The tank looked terrible and was full of cobwebs and who knows what else, so I flushed it out extensively, then cleaned all the muck off the exterior, sanded, sprayed with self-etching primer, then Rustoleum. I'm pretty pleased with the results. It's rock-solid, no fuel odor, and looks quite a bit better. I also added a water separator on the wall of the aft compartment.

Electrically, almost everything on the boat worked when I bought it, but it had no master switch and some other weird stuff, like a single on-off-on switch for the bait and bilge pumps so you could run the bait pump or the bilge pump but not both.

I tore most of it out and added a master switch, new fuse box, and switch panel. It's not one of those geometrically perfect wiring jobs with 4,000 zip ties that's capable of withstanding complete immersion in saltwater for three weeks, but it's logical and it works. I also added a new breaker and new trolling motor wiring in the bow.

More later about reinforcing my flexing, creaking, rattling hatch lids...


----------



## JMZ400

Zach- I know you were considering a color change on your hull, but that thing looks great. I'm not sure I'd do anything if you didn't need to. It just looks so clean.


----------



## zthomas

Thanks -- it's coming along. I don't think I'll paint the hull. If I do anything, I'll paint everything from the rubrail up ice blue or something similar and do new nonskid. I really like the look of ice blue or aqua mist decks. That's entirely budget dependent, though.
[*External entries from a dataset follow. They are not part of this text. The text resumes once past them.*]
PR #561, opened 2015-09-28
OCSADV-399-P

tpolecat:
This PR addresses the last few uses of non-time-based coordinate access on `ITarget`. This doesn't affect the behavior of the template parameter editor yet, but the UI will need to be revisited when the model is swapped out because "set RA" for example only makes sense for sidereal targets.

### DIFF
--- a/bundle/edu.gemini.pot/src/main/java/edu/gemini/spModel/target/system/ITarget.java
+++ b/bundle/edu.gemini.pot/src/main/java/edu/gemini/spModel/target/system/ITarget.java
@@ -79,10 +79,6 @@ public abstract class ITarget implements Cloneable, Serializable {
         return new Some(getRa().getAs(CoordinateParam.Units.HMS));
     }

First I've got get the hull-deck joint right and a couple other things.


----------



## fjmaverick

Has anyone replaced the rod tubes in the front hatch?
Every so often one of mine will pop out and its a PIA. Dont really trust them like that...
Also want to redo the plastic that the tips guide through as its really dull. Back to black or any other ideas?


----------



## zthomas

I tried chasing down the flanges that screw into the bulkhead a while back. I haven't measured carefully, but I'm pretty sure this is them: http://thmarine.com/utility-flanges-and-pedestal-holders.html

On the tubes, I've played with the idea of trying to suspend them from the top of the compartment somehow to take some of the weight off where they slide over the flanges. It is a PIA for sure.


----------



## JMZ400

FJ- For your plastic stuff this is hard to beat. It's DupliColor Vinyl and Fabric Coating. It really adheres well. I've used it on plastic panels in my old Honda and its super. I wouldn't mess with any type of dressing. Comes in Glossy or Flat. I'd do them in glossy.


----------



## fjmaverick

im an oem or oem+ guy


----------



## JMZ400

Not sure I understand, but I can assure you it will look as close to oem as possible. I'm not sure what level of gloss or flat they had as new but at this point it would be your preference.


----------



## SomaliPirate

fjmaverick said:


> Has anyone replaced the rod tubes in the front hatch?
> Every so often one of mine will pop out and its a PIA. Dont really trust them like that...
> Also want to redo the plastic that the tips guide through as its really dull. Back to black or any other ideas?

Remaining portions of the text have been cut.